Importance of Feedback
We know how important feedback is to an organization that’s trying to improve (which should be all of them). Continuous improvement means a continuous cycle of change, assessment, and adjustment. And feedback from our users and community is a critical part of the assessment. Did a change have no effect? Did it make things better, or some of each?
So we know that the success of our effort to create a continuously improving GlobalNOC depends a lot on high quality feedback from the clients we serve. We think this requires both project and daily feedback, and more holistic and comprehensive feedback on a semi-annual basis. But here’s where we ran into problems. As it turns out, we’re both too big AND too small to make it easy to gather comprehensive reliable feedback.
The Challenge: Too Big AND Too Small
We have too many clients to talk to everyone individually and too few to use common survey methods.
If we worked with just a handful of people, we’d probably skip surveys and just talk to each of them individually every few months. It wouldn’t be ideal from an anonymity perspective, but we would get very direct feedback. We could easily track improvement based on whether a particular individual’s opinion changed over time. But, we serve 22 different organizations, and will will frequently interact with several different people at each organization. This means we have something like 100 individuals who we work with on a daily basis. This is just too many to do on an individual basis.
On the other hand, if we worked with thousands of people, we could use a common survey to track data-based improvement over time. We could reach many and track aggregate changes in sentiment. But, in our experience, we get about 30 responses to surveys of our clients. With a sample size this small, changes in the data could very easily come from small changes in who participates in the survey rather than from actual changes in what people think. What would appear to be a trend in the data would really just be noise.
So, we have too many clients to talk to everyone individually and too few to use common survey methods. How do we bridge this gap?
Survey + Individual Tracking = A Goldilocks Path
As it turns out, there is a way to get the best of both methods. Being at IU, we’re lucky enough to have access to a lot of resources. One of them is the IU Center for Survey Research (https://csr.indiana.edu/). The breakthrough for us came from a discussion with the director of the center, Ashley Clark. If we could use a survey, but track individuals over time, we could have the scaling benefits of a survey with the reliability that comes from tracking individual sentiment.
This means two things. The first one is straightforward: we needed to adjust our survey to gather identifying information about individuals. Second, we needed to change how we measure changes. Rather than looking at the mean or median response, we need to look at the number of respondents with a change in response. For example, we can say how many respondents gave a more favorable response than they did previously. This count becomes the new measure.
The NEW Challenge: Anonymity
This works great, but has one obvious challenge: anonymity! If we’re tracking individuals with our survey, that could severely impact how candid people are willing to be. The compromise we made was to move from an anonymous survey to an anonymized one. We asked those who responded to provide identifying information, with an explanation of what we would do with it, and why it was needed. But we sent all the response data to a trusted and disinterested person to translate each person’s information to a random but permanent identifier. Nobody involved in reviewing or acting on the data would see any person’s information.

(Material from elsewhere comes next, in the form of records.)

Issue #526, opened 2019-11-11
WebBundle for sub-resources


Jxck:
Current Spec seems based on top level url(html) + subresouces.
but I think it can use for bundling subresource like JS modules.

in current real world, JS modules are depends on tiny modules in npm.
if you write correct import maps and serve node_modules directory on server will solve dependencies
on the browser.

but npm modules are so tiny (substack way), so there cause tons of fetch likely over 100.
and Chrome Team reports this will cause IPC bottle neck.

https://docs.google.com/document/d/1ds9EEkcDGnt-iR8SAN-_7nsOfw7gsMfhZjzZ_QAIyjM/edit

finally they recommend to use webpack and make them in single bundle.js. and developers doing that.

this means we don't use ES modules directory, even if spec has done, and impl has almost done in browser. `import` notation is only a keyword for webpack, and `<script type=text/javascript src=bundle.js>`. too sad to see them.

if we can use WebBundles for bundling npm modules and fetch them in one time.
and also browser extract and handle them as if they are fetched each-by-each.
browser can cache as separated req/res pare, we can use them via `import`.

webbundle for subresources are also fine for WebFont(multi weight), CSS Sprite(bundle images), Favicon(apple-touch-icon, favicon.ico etc).

so I believe webbundle will change our web content deployment.

jyasskin:
I think this issue is fixed by #565, which documents that we think it's an important use case to solve.

PR #565, opened 2020-03-23
Add an explainer for subresource loading (#526)

hayatoito:
Add an explainer for subresource loading (#526).

cc: @jyasskin, @kinu, @irori, @horo-t

### DIFF
--- a/explainers/subresource-loading.md
+++ b/explainers/subresource-loading.md
@@ -1,0 +1,112 @@
+# Explainer: Subresource loading with Web Bundles
+
+Last updated: April 2020
+
+We propose a new approach to load a large number of resources efficiently using
+a format that allows multiple resources to be bundled, e.g.
+[Web Bundles](https://web.dev/web-bundles/).
+
+## Backgrounds
+
+- Loading many unbundled resources is still slower in 2020. We concluded that
+  [bundling was necessary in 2018](https://v8.dev/features/modules#bundle), and
+  our latest local measurement still suggests that.
+
+- The output of JS bundlers (e.g. webpack) doesn't interact well with the HTTP
+  cache. They are pretty good tools but configuring them to work in an optimal
+  way is tough, and sometimes they'are also incompatible with new requirements
+  like
+  [dynamic bundling](https://github.com/azukaru/progressive-fetching/blob/master/docs/dynamic-bundling/index.md)
+  (e.g. small edit with tree shaking could invalidate everything).
+
+- With JS bundlers, execution needs to wait for the full bytes to come. Ideally
+  loading multiple subresources should be able to utilize full streaming and
+  parallelization, but that's not possible if all resources are bundled as one
+  javascript. (For JS modules execution still needs to be waited for the entire
+  tree due to the current
+  [deterministic execution model](https://docs.google.com/document/d/1MJK0zigKbH4WFCKcHsWwFAzpU_DZppEAOpYJlIW7M7E/edit#heading=h.5652gd5ks5id))
+
+- Related issues: [#411](https://github.com/WICG/webpackage/issues/411),
+  [#526](https://github.com/WICG/webpackage/issues/526)
+
+## Proposal
+
+We propose a new `link rel=”webbundle”` notion [**1**] that lets the browser
+fetch bundled resources and attach them to the page. Such as:
+
+```html
+<link
+  rel="webbundle"
+  href="https://example.com/dir/subresources.wbn"
+  scope="https://example.com/scope/"
+/>
+```
+
+If the main document has such a `link` element, a browser must do:
+
+- A browser must fetch the specified Web Bundle, `subresources.wbn`.
+
+- All the subresources whose URLs are under the scope
+  `https://example.com/scope/` must [**2**] be loaded from the specified Web
+  Bundle.
+
+[**1**] The syntax is tentative. The API surface is not so important for us yet.
+Any alternative ideas are welcome. This is basically about mapping a set of
+resources to a particular bundled resource. Something like
+[Fetch maps proposal](https://discourse.wicg.io/t/proposal-fetch-maps/4259)
+might be able to extend to this case.
+
+[**2**] The exact behavior is TBD. There are several possible behaviors when the
+bundle does not contain the subresource; e.g. just fail, fallback to the
+network, or allow users to specify its behavior with a `link` element's
+attribute.
+
+The primary requirement to avoid fetching the same bytes twice is that "If a
+subresource under that scope is needed later in the document, that later fetch
+should block until at least the index of the bundle has downloaded to see if
+it's there."
+
+It seems secondary to then say that if the subresource within that scope isn't
+in the bundle, its fetch should fail or otherwise notify the developer: that
+just prevents delays in starting the subresource fetch.
+
+## Example
+
+### The bundle
+
+Suppose that the bundle, `subresources.wbn`, includes the following resources:
+
+```
+- https://example.com/scope/a.js (which depends on ./b.js)
+- https://example.com/scope/b.js
+- https://example.com/scope/c.png
+- … (omitted)
+```
+
+### The main document
+
+```html
+<link rel="webbundle"
+    href="https://example.com/dir/subresources.wbn"
+    scope="https://example.com/scope/"
+/>
+
+<script type=”module” src=”https://example.com/scope/a.js”></script>
+<img src=https://example.com/scope/c.png>
+```
+
+Then, a browser must fetch the bundle, `subresources.wbn`, and load
+subresources, `a.js`, `b.js`, and `c.png`, from the bundle.
+
+## Subsequent loading and Caching
+
+On the subsequent navigations for the same page/origin, it’s desirable that the
+resources that are already fetched in the bundle shouldn't be refetched. We're
+thinking about two possibilities here:
+
+1. Embed the details of version / cached resources in the URL
+2. Use a cache digest or something (and also embed it in the request)
+
+Then the server should be able to dynamically subset the Bundle and serve it.
+Note that here we assume this cache should be same-origin only therefore should
+not leak the cross-origin information.


hayatoito:
It looks ipr check said:

> hayatoito is unknown, they need to link their Github account with a W3C account.

Okay, I've just linked my GitHub acccount, @hayatoito, with W3C account (hito).  I guess this is sufficient to pass checks, hopefully.

hayatoito:
Regarding https://labs.w3.org/repo-manager/pr/id/WICG/webpackage/565,

> hayatoito should join the Web Platform Incubator Community Group .

I've also sent a request to join WICG.

hayatoito:
+cc: @yoavweiss

hayatoito:
+cc: @hiroshige-g

explainers/subresource-loading.md
```diff
@@ -0,0 +1,102 @@
...
+
+```html
+<link
+  rel="webbundle"
+  href="https://example.com/dir/subresources.wbn"
+  scope="https://example.org/scope/"
+/>
+```
+
+Both the `href` and the `scope` need to be the same-origin.
```
horo-t: I don't think they need to be the same-origin, and actually the example URLs are not the same-origin.
When I wrote [this example](https://docs.google.com/document/d/18fFrURT6xD1GnqJwCx2K3Z81Te9Iv-r2ZsCkOvDH_04/edit#heading=h.irqypigubog7), my idea was:
  - If the page is controlled by a service worker, the service worker can intercept any requests from the page and can respond with arbitrary resources.
  - So, it is safe (=no difference from service worker from the security point of view) even if they are not the same origin, when the page can access the web bundle in the CORS manner.

explainers/subresource-loading.md
```diff
@@ -0,0 +1,102 @@
...
+- Loading many unbundled resources is still slower in 2020. We concluded that
+  [bundling was necessary in 2018](https://v8.dev/features/modules#bundle), and
+  our latest local measurement still suggests that.
+
+- Caching stories with JS bundlers (e.g. webpack) is tough. They are pretty good
+  tools but configuring them to work in an optimal way is tough, and sometimes
+  also conflicts with new requirements like dynamic bundling (e.g. small edit
+  with tree shaking could invalidate everything).
+
+- With JS bundlers, parsing and execution needs to wait for the full bytes to
```
irori: I think this is not true for parsing.

Chrome is already doing streaming parsing / compiling for classic scripts (probably scaling it to more than one processor is hard, though), and for module scripts each module is parsed / compiled as soon as it is downloaded, without waiting for the entire module tree.

explainers/subresource-loading.md
```diff
@@ -0,0 +1,102 @@
...
+
+- A browser must fetch the specified Web Bundle, `subresources.wbn`.
+
+- All the subresources whose URLs are under the scope
+  `https://example.org/scope/` must [**2**] be loaded from the specified Web
+  Bundle.
+
+[**1**] The syntax is tentative. The API surface is not so important for us yet.
+Any alternative ideas are welcome. This is basically about mapping a set of
+resources to a particular bundled resource. Something like Fetch maps proposal
```
irori:
```suggestion
resources to a particular bundled resource. Something like [Fetch maps proposal](https://discourse.wicg.io/t/proposal-fetch-maps/4259)
```

explainers/subresource-loading.md
```diff
@@ -0,0 +1,102 @@
...
+Then, a browser must fetch the bundle, `subresources.wbn`, and load
+subresources, `a.js`, `b.js`, and `c.png`, from the bundle.
+
+## Subsequent loading and Caching
+
+On the subsequent navigations for the same page/origin, it’s desirable that the
+resources that are already fetched in the bundle shouldn't be refetched. We're
+thinking about two possibilities here:
+
+1. Embed the details of version / cached resources in the URL
```
irori: Could you expand this a bit? I'm not sure how this enables resource subsetting.

explainers/subresource-loading.md
hayatoito: Thanks.
@kinu, what do you think? I'm afraid that I misunderstood your suggestions.

I'm wondering what the explainer should mention here. We have 3 URLs:

1. The main document's URL
2. href
3. scope

I thought 2 and 3 need to be the same origin, however, it is okay that 1 is in a different origin.
It's a simple mistake I forgot to update example URLs.

Any suggestions? If we don't have a clear answer, I think it is okay to mention it as TBD.

explainers/subresource-loading.md
```diff
@@ -0,0 +1,102 @@
+# Explainer: Subresource loading with Web Bundles
+
+Last updated: March 2020
+
+We propose a new approach to load a large number of resources efficiently using
+a format that allows multiple resources be be bundled, e.g.
```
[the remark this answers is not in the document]
hayatoito: Ah, thanks! This is typo. "allows multiple resources *to* be bundled" might be better, I think.
I'll fix that.

explainers/subresource-loading.md
hayatoito: Thanks! Let me add a link.

explainers/subresource-loading.md
kinu: Yeah I suggested this but I remember I discussed that cross-origin seems okay too with you. I want to think through all the implications... for example it apparently complicates CSP story. But I agree that maybe we can just drop this for now.

explainers/subresource-loading.md
hayatoito: @kinu 
Do you have any opinions? I guess we don't have a concrete idea yet.

explainers/subresource-loading.md
kinu: Would just dropping 'parsing and' make sense?

explainers/subresource-loading.md
kinu: (^^I commented before I see Hayato's response) @hayatoito I was indeed thinking about 2 and 3 indeed, but thinking about this more it's a little unclear too. (As @horo-t mentioned SW could already override it)  I think I'm fine with just dropping this sentence.

hayatoito: Thanks! Okay, let's just drop this for now.
Once we have a more clear idea, let's add something back.

explainers/subresource-loading.md
hayatoito: Thanks. Let's drop the parsing.

hayatoito:
I guess we prefer squash merge in this repository. So I will squash the commits before merging, anyway.

explainers/subresource-loading.md
hayatoito: Can we address this in a follow-up commit? We can adress that later, I think.

irori: sgtm.

hayatoito:
I've squashed the commits.

explainers/subresource-loading.md
kinu: Yeah... I think I was thinking *something* like: Server can maintain versioned bundles, and client can send a request with some URL parameters that indicates the version of the bundle they already have in cache (so that the server can identify the updated resources and send them back).  This is mostly about updating-fetch for same bundle cases though, and haven't really thought about how to do for similarly looking bundle on different pages cases.

hayatoito: @kinu Thanks! I appreciate that! That's helpful. I think we can update the explainer with the more details once we can explore this area. Let me close this as resolved for now.

hayatoito:
@jyasskin Could you review this PR? It would be great if you could take a look.

For reviewers, please feel free to merge this. I think we can update the explainer with more details anytime later.

explainers/subresource-loading.md
```diff
@@ -0,0 +1,101 @@
...
+```
+
+Then, a browser must fetch the bundle, `subresources.wbn`, and load
+subresources, `a.js`, `b.js`, and `c.png`, from the bundle.
+
+## Subsequent loading and Caching
+
+On the subsequent navigations for the same page/origin, it’s desirable that the
+resources that are already fetched in the bundle shouldn't be refetched. We're
+thinking about two possibilities here:
```
jkrems, line 94: Both of those option sound like exclusion-based fetching. What we've observed while working on a similar system is that there are scale boundaries where it stops working. When the number of individual items is high, it breaks the length limits for URLs (1) and a digest becomes increasingly unreliable (2).

The third solution is to have an official way to batch resources by inclusion instead. It requires an "inclusion digest" or "inclusion list" instead of an "cached/exclusion digest" though.

kinu: @jkrems
Thanks! I agree that especially for dynamic bundling it seems to need some "inclusion signal" in requesting phase. I suspect it still could be benefited if it's combined with cache/exclusion approach for better cache efficiency?  A straw-idea could be:

1. The bundle request should express some hash or list that indicates the set of resources it wants.  Possibly the server and client can share a logic to compute the hash / variations for the session to determine what resources are needed.
2. Platform also attaches some digest that indicates exclusive-fetching information for caching.

This explainer didn't tell anything about 1. but probably it'd be better to mention it too. Does it make better sense, or I might be still missing something?

jkrems: Makes sense, I think you covered what I had in mind! And this definitely doesn't have to block this initial PR, more a comment towards future iteration.

explainers/subresource-loading.md
```diff
@@ -0,0 +1,101 @@
...
+
+## Backgrounds
+
+- Loading many unbundled resources is still slower in 2020. We concluded that
+  [bundling was necessary in 2018](https://v8.dev/features/modules#bundle), and
+  our latest local measurement still suggests that.
+
+- Caching stories with JS bundlers (e.g. webpack) is tough. They are pretty good
+  tools but configuring them to work in an optimal way is tough, and sometimes
+  also conflicts with new requirements like dynamic bundling (e.g. small edit
```
jyasskin, line 17:
```suggestion
  they're also incompatible with new requirements like dynamic bundling (e.g. small edit
```

And please link "dynamic bundling" to a description.

explainers/subresource-loading.md
```diff
@@ -0,0 +1,101 @@
...
+a format that allows multiple resources to be bundled, e.g.
+[Web Bundles](https://web.dev/web-bundles/).
+
+## Backgrounds
+
+- Loading many unbundled resources is still slower in 2020. We concluded that
+  [bundling was necessary in 2018](https://v8.dev/features/modules#bundle), and
+  our latest local measurement still suggests that.
+
+- Caching stories with JS bundlers (e.g. webpack) is tough. They are pretty good
```
jyasskin, line 15:
```suggestion
- The caching story with JS bundlers (e.g. webpack) is tough. They are pretty good
```

Or

```suggestion
- The output of JS bundlers (e.g. webpack) doesn't interact well with the HTTP cache. They are pretty good
```

explainers/subresource-loading.md
```diff
@@ -0,0 +1,101 @@
...
+  tools but configuring them to work in an optimal way is tough, and sometimes
+  also conflicts with new requirements like dynamic bundling (e.g. small edit
+  with tree shaking could invalidate everything).
+
+- With JS bundlers, execution needs to wait for the full bytes to come. Ideally
+  loading multiple subresources should be able to utilize full streaming and
+  parallelization, while it's not possible if all resources are bundled as one
```
jyasskin, line 22:
```suggestion
  parallelization, but that's not possible if all resources are bundled as one
```

explainers/subresource-loading.md
```diff
@@ -0,0 +1,101 @@
...
+  scope="https://example.com/scope/"
+/>
+```
+
+If the main document has such a `link` element, a browser must do:
+
+- A browser must fetch the specified Web Bundle, `subresources.wbn`.
+
+- All the subresources whose URLs are under the scope
+  `https://example.com/scope/` must [**2**] be loaded from the specified Web
```
jyasskin, line 48: The primary requirement to avoid fetching the same bytes twice is that "If a subresource under that scope is needed later in the document, that later fetch should block until at least the index of the bundle has downloaded to see if it's there."

It seems secondary to then say that if the subresource within that scope isn't in the bundle, its fetch should fail or otherwise notify the developer: that just prevents delays in starting the subresource fetch.

explainers/subresource-loading.md
```diff
@@ -0,0 +1,101 @@
...
+## Subsequent loading and Caching
+
+On the subsequent navigations for the same page/origin, it’s desirable that the
+resources that are already fetched in the bundle shouldn't be refetched. We're
+thinking about two possibilities here:
+
+1. Embed the details of version / cached resources in the URL
+2. Use a cache digest or something (and also embed it in the request)
+
+Then the server should be able to dynamically subset the Bundle and serve it.
```
jyasskin, line 99: A patch format also seems plausible. If the server looks at the If-None-Match request header to learn what version the client already has cached, it can send down a different response type to patch the bundle instead of sending down the whole bundle. I don't know of any existing systems that do that, so we should talk to more people if that direction sounds good. Roberto Peon has argued for patches.

explainers/subresource-loading.md
hayatoito: Thanks. Done.

hayatoito: Ah, I didn't add link "dynamic bundling". I think it's still an early idea, and we don't have a good description of that in public,

explainers/subresource-loading.md
hayatoito: Thanks! The latter sounds good to me.

explainers/subresource-loading.md
hayatoito: Thanks! Let me add these almost "as-is".  I think that would help the reader of this explainer to understand the possible behaviors we are thinking in more details.

explainers/subresource-loading.md
hayatoito: Thanks! Yes, we are currently discussing this topic actively in other places. I think we'll cover this topic in another explainer!

explainers/subresource-loading.md
hayatoito: Done. Thanks!

explainers/subresource-loading.md
kinu: This one, maybe?

https://github.com/azukaru/progressive-fetching/blob/master/docs/dynamic-bundling/index.md

hayatoito: Thanks! Let me add a link to that. I think that is okay for us.

hayatoito:
I've squashed the commits.
Reviewers, please feel free to merge the PR if you think it's ready.

kinu:
There are other ongoing discussions but I'm going to merge this (so that more discussion can be built on top of it)

PR #570, opened 2020-04-07
Add explicit use cases to the navigation-to-bundles explainer.

jyasskin:
And an initial diagram.

This could probably use diagrams for the other two use cases, but let me know what you think of the use case descriptions and the first diagram.

### DIFF
--- a/explainers/navigation-to-unsigned-bundles.md
+++ b/explainers/navigation-to-unsigned-bundles.md
@@ -41,7 +41,7 @@ https://datatracker.ietf.org/wg/wpack/about/.
    <details>
    <summary>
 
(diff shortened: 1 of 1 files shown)


explainers/navigation-to-unsigned-bundles.md
```diff
@@ -35,6 +29,47 @@ images or videos, users have native apps like
...
+
+   </details>
+
+1. Provide a way for sites like https://www.isocfoundation.org/ to package their
+   content so communities can fetch it once over a perhaps-expensive link and
+   then share it internally without each recipient needing to be online when
+   they get it.
+1. Provide a way for sites like https://archive.org/ to distribute archived
+   content without having to rewrite all its internal links.
+
```
kinu, line 71: Maybe also say "see also the alternate formats section (link) to see why we are proposing this with a new format" or something (but up to you)

jyasskin: Thanks, done.

Issue #468, opened 2019-07-26
Clarify what URL schemes are allowed in Bundled Exchanges


irori:
Current bundle spec says that [Bundled Exchanges parser must fail if URL have a fragment or credentials](https://wicg.github.io/webpackage/draft-yasskin-wpack-bundled-exchanges.html#index-section), but says nothing about the URL scheme.

In Signed Exchange, [exchange's URL must be `https:`](https://wicg.github.io/webpackage/draft-yasskin-httpbis-origin-signed-exchanges-impl.html#application-signed-exchange). Sould Bundled Exchanges follow this, or should also allow `http:`? Since exchange is defined as HTTP request+response pair, I think non-http(s) schemes don't make sense.

jyasskin:
Especially for books, there's some use for the [`cid:`](https://tools.ietf.org/html/rfc2392) scheme for things that exist within the package but aren't reachable with an HTTP lookup. I haven't thought through all the details of which schemes actually work.

We could restrict bundle resource URLs to http(s) anyway and loosen that when we get a more concrete use case, or we could restrict them just in the browser-side loading spec for now. I don't have a strong preference here.

irori:
Got it. For now, I'm going to restrict them to http(s) in Chromium implementation.

> We could restrict bundle resource URLs to http(s) anyway and loosen that when we get a more concrete use case, or we could restrict them just in the browser-side loading spec for now. I don't have a strong preference here.

I don't have a preference either.

horo-t:
I'm trying to implement "Save page as Web Bundle" feature in Chromium (https://crbug.com/1040752). This feature will provide users with a way to save the selialized current page as a Web Bundle file. This will behave almost same as the existing "Save page as MHTML" feature.

For serializing a page, we want to use the `cid:` scheme for two purposes.

1. URL for subframes:
   - We can’t use the original URL of subframe, because there may be the same URL subframes which contents are different when they are serialized. And also inline iframe `<iframe srcdoc=”...”>` doesn’t have a URL. So we need `cid:` scheme for it.
   - See this doc https://goo.gl/GYT7Br#heading=h.jb2ehfs7vtcw about how Chromium handles iframes while generating MHTML. 

1. Style elements
   - Chrome also uses `cid:` scheme for stlye element while generating MHTML.
   - See this doc https://goo.gl/GYT7Br#heading=h.1mjt2ly8g7u about how Chromium handles style elements while generating MHTML. 
[...]

PR #578, opened 2020-05-08
js/bundle: Allow non-http(s) URLs

irori:
This makes the JS WebBundle encoder be liberal about inner URL schemes.

The format spec currently does not say which URL scheme should be
allowed, which is discussed in #468.


irori:
Thanks!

As an aside, it would be really nice if the survey systems supported this anonymization function directly. The system we use (Qualtrics) doesn’t have this capability, and it makes this much more cumbersome. It would help with level of trust and ease tremendously if the survey system itself could maintain the hidden mapping of name to anonymous identifier.
Still, we’ve now run with this once, and it seems to work very well. We had the vast majority of our respondents provide names, showing that they trust our anonymization. And the confidence we have in the data is high. We’re excited to find a path, and start focusing on what our data says, instead of how we measure it!
Future: Net Improvement Score?
Going forward, this will open up new options for tracking. For instance, we’re considering a variation of the net promoter score we call a net improvement score. For net promoter score, the question asked is “How likely would you be to recommend this company/service/product to others?” The calculation is based on the % of respondents who answer with a 9 or a 10, minus the % of respondents who answer with a 6 or lower. The result is a score from -100% to 100%. Carrying this over, a useful measure for us might be to calculate the % of respondents who have given a more favorable response to a question mins the % who give a less favorable response.